As can be seen, the underlying rationale in Weeks for adopting an implied warranty of habitability was to protect new home purchases from the harshness of the caveat emptor rule still applicable to real estate transactions. The Court further recognized that most new home buyers would not be in a position to effectively bargain for concessions from the builder-vendor of the home and that the builder-vendor would likely be in a better position to identify and correct latent defects in the new home. While the Court did not specifically state that the implied warranty of habitability applied only to new homes sold as part of a real estate transaction involving the builder-vendor, the underlying rationale and policy cited by the Court, as well as the references to developers and builder-vendors, indicates an intention that the doctrine apply only to builder-vendors. In addition, where, as here, the purchaser of a new home engages the services of a general contractor to construct a new home on land already owned, the purchaser is in a better position to safeguard his or her interests. In such cases, the purchaser is able to research and select his or her own general contractor and may procure the services of an architect to oversee the planning and construction. Furthermore, the purchaser can negotiate the terms of the building contract to include express warranties that will protect the purchaser against losses incurred as a result of poor workmanship or the use of substandard materials. Finally, in addition to any contractual remedies, the purchaser is also protected by ordinary negligence principles applicable to the work of contractors.
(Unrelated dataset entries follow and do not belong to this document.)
PR #2535, opened 2023-08-07
Fix concurrency issue in ModelBuilderService parameters

akerimsenol:
Before this change, there is only a single instance of ModelBuilderContext per service instance and that is used to contain the model builder parameters. But multiple `buildAll` actions can  be run concurrently resulting in model builders getting the paramaters for other model builders. This change moves the parameter out of the ModelBuilderContext and to the method parameters to avoid this issue.


HackerMadCat:
Idea supports Gradle versions from 3.0, but parametrized Gradle model builders supported only from Gradle 4.4. So could you create separate interface for parametrized ModelBuilderService? It also allows to avoid this big refactoring.

There are Java 1.8 available, So you can use default methods for old buildAll implementation. I will cleanup it later.

akerimsenol:
I created a separate interface and used that. Maybe I'm missing something, but I didn't need a default implementation since it's a new interface. Please see the latest revision.

HackerMadCat:
I pushed your new code. Thank you!

> Maybe I'm missing something, but I didn't need a default implementation since it's a new interface.
KaptModelBuilderService and KotlinGradleModelBuilder has same function. And I think all future implementations will have it.
```
override fun buildAll(modelName: String?, project: Project): Model? {
  return buildAll(project, builderContext = null, parameter = null)
}
```
But it is minor issue.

For these reasons, we hold that the implied warranty of habitability that accompanies the sale of new homes applies only to the sale of new homes by a builder-vendor as part of a real estate transaction. Hence, the trial court erred when it granted a directed verdict on plaintiffs' claim regarding the implied warranty of habitability. Consequently, we reverse the trial court's grant of a directed verdict in favor of plaintiffs on that claim.
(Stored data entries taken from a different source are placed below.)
PR #2537, opened 2023-08-09
Restore support for pyAddSdkProvider extension point.

ADGrant:
This PR addresses the following YouTrack issue: https://youtrack.jetbrains.com/issue/PY-61600/Regression-in-support-for-the-pyAddSdkProvider-extension-point-starting-with-Pycharm-CE-version-2022.2x

In PyCharm releases after 2021.1.4, support for the  pyAddSdkProvider was removed as part of a code refactoring. Plugins depending on this extension point now fail silently.  This PR restores that functionality by moving the missing code to the new com.jetbrains.python.sdk.add.target.PyAddTargetBasedSdkPanel from the class which it replaced com.jetbrains.python.sdk.add.PyAddSdkDialog. 

Note pyAddSdkProvider is a documented extension point. See https://plugins.jetbrains.com/docs/intellij/extension-point-list.html . It is not marked deprecated or experimental.

### DIFF
--- a/python/src/META-INF/python-core-common.xml
+++ b/python/src/META-INF/python-core-common.xml
@@ -718,11 +718,9 @@
                    implementationClass="com.jetbrains.python.inspections.PyExpressionCodeFragmentVisitorFilter"/>
 
     <!-- Pipenv -->
-    <pyAddSdkProvider implementation="com.jetbrains.python.sdk.pipenv.PyAddPipEnvSdkProvider"/>
     <pythonFlavorProvider implementation="com.jetbrains.python.sdk.pipenv.PyPipEnvSdkFlavorProvider"/>
 
     <!-- Poetry -->
-    <pyAddSdkProvider implementation="com.jetbrains.python.sdk.poetry.PyAddPoetrySdkProvider"/>
     <pythonFlavorProvider implementation="com.jetbrains.python.sdk.poetry.PyPoetrySdkFlavorProvider"/>
 
     <!-- SDK Flavors -->
--- a/python/src/com/jetbrains/python/sdk/add/target/PyAddTargetBasedSdkPanel.kt
+++ b/python/src/com/jetbrains/python/sdk/add/target/PyAddTargetBasedSdkPanel.kt
@@ -5,6 +5,7 @@ import com.intellij.CommonBundle
 import com.intellij.execution.target.IncompleteTargetEnvironmentConfiguration
 import com.intellij.execution.target.LanguageRuntimeType
 import com.intellij.execution.target.TargetEnvironmentConfiguration
+import com.intellij.openapi.diagnostic.Logger
 import com.intellij.openapi.module.Module
 import com.intellij.openapi.project.Project
 import com.intellij.openapi.projectRoots.Sdk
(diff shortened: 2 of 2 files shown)


vedun-z:
We're in the midst of upgrading our SDK subsystem in PyCharm and will be ready to review new PRs once this is complete.  
Could you please provide a detailed explanation of the features you intend to implement in your plugin?

ADGrant:
> We're in the midst of upgrading our SDK subsystem in PyCharm and will be ready to review new PRs once this is complete. Could you please provide a detailed explanation of the features you intend to implement in your plugin?

The Plugin has already been implemented and we are currently using it. However, we are prevented from upgrading our version of PyCharm beyond 2022.1.4. because of the breaking change introduced in 2022.2 versions. 

What the plugin does is add a custom environment tab to the "Add Interpreter" dialog which appears after the bundled environments (Virtualenv, Conda, System, Pipenv & Poetry).  It relies on the same extension point, pyAddSdkProvider ,  that the Poetry plugin used before it was converted to a built in feature instead of a plugin.  I think this happened around the same time that  support for the extension was removed.

vedun-z:
Thank you, got it! Could you maybe talk a bit more about why do you need to customize sdk in the first place? Do you use your own package manager?

ADGrant:
> Thank you, got it! Could you maybe talk a bit more about why do you need to customize sdk in the first place? Do you use your own package manager?

We have a non-standard Python installation with internal binary dependencies that are not packaged using any of  the standard package managers. The custom sdk allows our Pycharm users to customise that environment.

zadacka:
I'd also like to support this PR, please. We have a similar use case - we want to run a python 'interpreter' which can be configured with a set of environment variables to control behaviour including database connectivity, local software binary versions and locations, etc. We had also implemented this as a PyCharm plugin via the pyAddSdkProvider entrypoint.

The interpreter configuration plugin in our use case extends beyond  python package management and has proven to be a very practical and flexible way to manage our configuration. I've explored a number of alternate options (including virtual environments, default environment variable setting, etc) and have not been able to find a viable alternative to replace the 'interpreter' approach that we had developed. We're currently stuck on 2022.1.4 and watching with anticipation to see if the extention is re-introduced, or what alternative might replace it.

vladimir-koshelev:
@ADGrant @zadacka Thank you very much for your feedback. We might provide an alternative API/settings for configuring existing interpreters. If you could privately show the source code of your plugins it would greatly help us to understand what kind of solution works better for your needs.

ADGrant:
I am not sure if I will be able to share the source code of plugin. I can tell you which extension points it uses though.

We are using pyAddSdkProvider to provide the UI in the "Add Interpreter" dialog window. We are using two other extensions, pythonSdkFlavor and pythonFlavorProvider.  These allow us to use the custom interpreter from PyCharm once it has been added from our custom UI on the "Add Interpreter" page.

delsner:
Has this been addressed yet? I want to build a plugin to support [pixi](https://github.com/prefix-dev/pixi/) (a modern package manager for the conda ecosystem) in PyCharm, but I still cannot add my own SDK provider to the "Add Python Interpreter" view using the pyAddSdkProvider extension point. I am a bit puzzled because it is still documented as an extension point here: https://plugins.jetbrains.com/docs/intellij/intellij-community-plugins-extension-point-list.html#pythoncore.

Is there an up-to-date example that demonstrates the use of the pyAddSdkProvider EP with PC 2024.*? Thank you!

This is consistent with the application of the implied warranty of habitability in other jurisdictions. See Albrecht v. Clifford, 436 Mass. 706, 710-711, 767 N.E.2d 42 (2002) (adopting the implied warranty of habitability for the sale of new homes by builder-vendors); Mobley v. Copeland, 828 S.W.2d 717, 728 (Mo.App., 1992) (noting that Missouri law recognizes an implied warranty of habitability in favor of the first purchaser of a new home from a builder-vendor); Mazurek v. Nielsen, 42 Colo.App. 386, 387-388, 599 P.2d 269 (1979) (holding that the implied warranty of habitability only runs against builder-sellers, but a seller need not be involved in the physical act of construction to be considered a builder-seller); Klos v. Gockel, 87 Wash.2d 567, 570, 554 P.2d 1349 (1976) (noting that the implied warranty of habitability applies only to vendor-builders who are regularly engaged in building); but see McClure v. Sennstrom, 267 Ill.App.3d 277, 280-281, 205 Ill.Dec. 20, 642 N.E.2d 885 (1994) (noting that a builder-vendor is anyone engaged in the commercial business of building houses).
Because it is not necessary to the resolution of this case, we leave it to later courts to define the full extent of the term "builder-vendor."
Having determined that the trial court's grant of a directed verdict should be reversed, we need not address defendant's remaining arguments on appeal. However, we agree with plaintiffs' contention that it would be inequitable to grant defendant the relief it requested with this unpreserved argument without also reinstating the claims plaintiffs withdrew in reliance on the trial court's directed verdict. Therefore, pursuant to our authority to grant further or different relief as the case may require, MCR 7.216(A)(7), we reinstate plaintiffs' withdrawn claims.
Reversed and remanded for further proceedings consistent with this opinion. We do not retain jurisdiction.